§ **Task to carry out**: Show all lines of the entries in which the word "page" is found.

***** Supplied data *****

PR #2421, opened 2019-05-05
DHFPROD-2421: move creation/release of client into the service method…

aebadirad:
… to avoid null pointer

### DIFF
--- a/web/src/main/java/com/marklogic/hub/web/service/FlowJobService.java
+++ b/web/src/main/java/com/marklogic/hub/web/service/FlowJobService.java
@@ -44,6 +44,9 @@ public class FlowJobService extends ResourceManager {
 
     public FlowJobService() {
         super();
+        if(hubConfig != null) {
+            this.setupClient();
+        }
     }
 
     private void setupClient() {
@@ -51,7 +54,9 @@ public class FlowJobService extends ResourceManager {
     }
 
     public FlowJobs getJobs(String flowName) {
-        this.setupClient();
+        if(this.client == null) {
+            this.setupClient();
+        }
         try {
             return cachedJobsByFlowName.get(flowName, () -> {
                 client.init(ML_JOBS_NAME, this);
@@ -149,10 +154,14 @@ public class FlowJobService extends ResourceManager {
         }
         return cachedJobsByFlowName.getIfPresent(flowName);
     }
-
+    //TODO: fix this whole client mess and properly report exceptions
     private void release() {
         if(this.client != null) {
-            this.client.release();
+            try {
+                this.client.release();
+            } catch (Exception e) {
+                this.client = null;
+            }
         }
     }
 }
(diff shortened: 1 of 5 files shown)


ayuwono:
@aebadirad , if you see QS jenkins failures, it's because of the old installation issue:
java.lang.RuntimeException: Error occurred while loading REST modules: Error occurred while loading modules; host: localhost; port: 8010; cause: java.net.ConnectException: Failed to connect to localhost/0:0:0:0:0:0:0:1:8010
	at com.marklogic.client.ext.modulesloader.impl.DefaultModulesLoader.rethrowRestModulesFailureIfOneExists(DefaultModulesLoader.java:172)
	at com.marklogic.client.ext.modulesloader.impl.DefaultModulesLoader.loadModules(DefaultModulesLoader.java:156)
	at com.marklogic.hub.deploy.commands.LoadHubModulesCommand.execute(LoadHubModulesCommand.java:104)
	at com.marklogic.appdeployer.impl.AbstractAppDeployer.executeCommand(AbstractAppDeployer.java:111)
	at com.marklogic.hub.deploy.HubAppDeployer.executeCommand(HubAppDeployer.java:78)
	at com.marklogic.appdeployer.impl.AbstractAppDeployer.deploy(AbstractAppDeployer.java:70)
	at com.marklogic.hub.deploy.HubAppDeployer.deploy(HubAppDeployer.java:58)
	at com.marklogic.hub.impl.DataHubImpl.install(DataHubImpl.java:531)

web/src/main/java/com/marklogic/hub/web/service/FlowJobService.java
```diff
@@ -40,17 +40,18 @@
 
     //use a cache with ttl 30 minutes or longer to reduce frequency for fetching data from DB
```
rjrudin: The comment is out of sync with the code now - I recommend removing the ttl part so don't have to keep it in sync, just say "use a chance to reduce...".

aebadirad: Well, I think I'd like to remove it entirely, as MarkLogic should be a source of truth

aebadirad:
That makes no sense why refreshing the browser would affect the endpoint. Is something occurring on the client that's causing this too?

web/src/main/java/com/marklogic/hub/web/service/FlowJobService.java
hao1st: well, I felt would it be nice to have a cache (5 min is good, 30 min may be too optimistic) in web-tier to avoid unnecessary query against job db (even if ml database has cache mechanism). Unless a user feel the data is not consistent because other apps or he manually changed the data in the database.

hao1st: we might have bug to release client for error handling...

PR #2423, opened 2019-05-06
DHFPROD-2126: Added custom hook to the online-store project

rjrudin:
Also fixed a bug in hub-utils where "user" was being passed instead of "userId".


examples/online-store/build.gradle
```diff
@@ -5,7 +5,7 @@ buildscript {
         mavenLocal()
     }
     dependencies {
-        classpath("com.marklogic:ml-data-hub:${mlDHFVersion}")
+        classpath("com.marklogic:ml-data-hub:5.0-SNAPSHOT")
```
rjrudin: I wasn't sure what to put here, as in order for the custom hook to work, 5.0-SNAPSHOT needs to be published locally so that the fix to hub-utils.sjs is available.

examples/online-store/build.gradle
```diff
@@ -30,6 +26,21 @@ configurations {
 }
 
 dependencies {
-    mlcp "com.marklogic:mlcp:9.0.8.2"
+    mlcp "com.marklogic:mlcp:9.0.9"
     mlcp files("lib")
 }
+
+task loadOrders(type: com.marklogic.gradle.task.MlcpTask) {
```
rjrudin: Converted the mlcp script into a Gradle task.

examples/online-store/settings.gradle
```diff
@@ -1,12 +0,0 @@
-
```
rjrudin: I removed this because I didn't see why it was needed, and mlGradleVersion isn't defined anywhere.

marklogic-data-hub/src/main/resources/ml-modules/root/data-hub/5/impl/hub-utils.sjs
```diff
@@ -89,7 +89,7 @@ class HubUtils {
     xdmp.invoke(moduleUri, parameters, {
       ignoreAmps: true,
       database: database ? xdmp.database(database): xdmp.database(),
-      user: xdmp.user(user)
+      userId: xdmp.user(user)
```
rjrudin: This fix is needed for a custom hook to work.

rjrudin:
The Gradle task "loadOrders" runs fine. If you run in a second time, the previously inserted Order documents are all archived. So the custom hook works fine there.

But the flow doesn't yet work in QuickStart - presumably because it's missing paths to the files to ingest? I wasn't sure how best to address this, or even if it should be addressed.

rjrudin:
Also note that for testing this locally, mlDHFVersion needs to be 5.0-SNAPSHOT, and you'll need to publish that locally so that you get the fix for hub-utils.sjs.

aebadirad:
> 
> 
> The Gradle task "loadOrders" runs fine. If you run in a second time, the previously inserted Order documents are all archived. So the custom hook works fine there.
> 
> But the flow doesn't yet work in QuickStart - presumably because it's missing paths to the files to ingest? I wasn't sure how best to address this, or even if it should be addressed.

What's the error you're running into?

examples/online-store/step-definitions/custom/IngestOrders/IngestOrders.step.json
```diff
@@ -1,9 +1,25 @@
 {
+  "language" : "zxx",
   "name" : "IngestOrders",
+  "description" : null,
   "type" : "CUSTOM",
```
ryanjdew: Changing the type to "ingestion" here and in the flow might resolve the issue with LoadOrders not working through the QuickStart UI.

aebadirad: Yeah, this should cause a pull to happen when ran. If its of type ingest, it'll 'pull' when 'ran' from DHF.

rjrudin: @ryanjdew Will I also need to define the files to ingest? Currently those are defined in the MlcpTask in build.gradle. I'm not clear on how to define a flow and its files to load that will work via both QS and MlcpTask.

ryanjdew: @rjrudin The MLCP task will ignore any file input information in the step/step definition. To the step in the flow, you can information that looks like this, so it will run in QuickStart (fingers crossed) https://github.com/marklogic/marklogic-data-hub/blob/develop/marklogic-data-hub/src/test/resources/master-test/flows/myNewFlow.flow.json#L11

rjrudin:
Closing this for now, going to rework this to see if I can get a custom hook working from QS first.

*****
***** Supplied data *****

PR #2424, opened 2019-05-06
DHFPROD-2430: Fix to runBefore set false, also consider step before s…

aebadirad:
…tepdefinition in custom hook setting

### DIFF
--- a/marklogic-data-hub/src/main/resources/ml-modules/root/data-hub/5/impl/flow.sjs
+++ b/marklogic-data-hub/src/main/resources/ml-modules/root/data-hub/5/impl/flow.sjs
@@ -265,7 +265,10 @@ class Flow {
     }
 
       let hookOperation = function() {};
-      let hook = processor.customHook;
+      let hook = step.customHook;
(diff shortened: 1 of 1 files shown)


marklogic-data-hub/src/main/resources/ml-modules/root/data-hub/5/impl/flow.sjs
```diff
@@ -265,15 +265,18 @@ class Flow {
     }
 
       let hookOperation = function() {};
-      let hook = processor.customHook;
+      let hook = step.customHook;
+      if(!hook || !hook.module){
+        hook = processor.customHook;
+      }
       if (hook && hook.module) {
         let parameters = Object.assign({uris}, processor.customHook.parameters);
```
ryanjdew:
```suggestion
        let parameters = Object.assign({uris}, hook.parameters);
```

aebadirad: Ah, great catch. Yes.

*****
***** Supplied data *****

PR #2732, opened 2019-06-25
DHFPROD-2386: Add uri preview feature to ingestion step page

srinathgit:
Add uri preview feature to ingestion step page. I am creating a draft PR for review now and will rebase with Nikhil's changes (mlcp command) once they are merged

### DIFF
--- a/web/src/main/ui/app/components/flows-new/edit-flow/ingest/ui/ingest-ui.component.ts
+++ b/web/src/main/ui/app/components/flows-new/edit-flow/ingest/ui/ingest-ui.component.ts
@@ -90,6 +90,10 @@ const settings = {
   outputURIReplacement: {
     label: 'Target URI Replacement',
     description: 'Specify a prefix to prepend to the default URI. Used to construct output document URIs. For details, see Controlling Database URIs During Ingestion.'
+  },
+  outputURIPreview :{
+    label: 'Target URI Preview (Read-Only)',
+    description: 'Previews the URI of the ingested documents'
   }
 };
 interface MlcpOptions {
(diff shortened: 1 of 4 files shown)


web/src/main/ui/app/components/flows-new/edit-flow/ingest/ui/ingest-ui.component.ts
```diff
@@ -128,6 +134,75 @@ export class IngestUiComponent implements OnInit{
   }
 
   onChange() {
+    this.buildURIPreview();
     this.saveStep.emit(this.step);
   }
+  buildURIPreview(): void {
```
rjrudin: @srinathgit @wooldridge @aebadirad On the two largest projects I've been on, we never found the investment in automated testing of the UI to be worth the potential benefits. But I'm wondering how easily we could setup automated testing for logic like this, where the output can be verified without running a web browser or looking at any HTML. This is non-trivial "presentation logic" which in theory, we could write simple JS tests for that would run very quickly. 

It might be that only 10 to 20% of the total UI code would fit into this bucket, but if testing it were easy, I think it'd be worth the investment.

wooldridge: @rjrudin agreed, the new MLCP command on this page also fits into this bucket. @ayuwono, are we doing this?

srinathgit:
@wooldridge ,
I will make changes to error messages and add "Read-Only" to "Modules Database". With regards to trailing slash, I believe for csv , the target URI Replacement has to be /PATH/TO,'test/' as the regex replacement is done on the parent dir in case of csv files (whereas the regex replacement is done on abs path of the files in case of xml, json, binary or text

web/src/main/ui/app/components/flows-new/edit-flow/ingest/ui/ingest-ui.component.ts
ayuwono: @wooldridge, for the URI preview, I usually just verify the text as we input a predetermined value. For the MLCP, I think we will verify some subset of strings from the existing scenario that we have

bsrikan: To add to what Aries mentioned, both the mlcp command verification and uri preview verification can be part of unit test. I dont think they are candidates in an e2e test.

*****

§ **Result of the exercise**:
DHFPROD-2386: Add uri preview feature to ingestion step page
Add uri preview feature to ingestion step page. I am creating a draft PR for review now and will rebase with Nikhil's changes (mlcp command) once they are merged
wooldridge: @rjrudin agreed, the new MLCP command on this page also fits into this bucket. @ayuwono, are we doing this?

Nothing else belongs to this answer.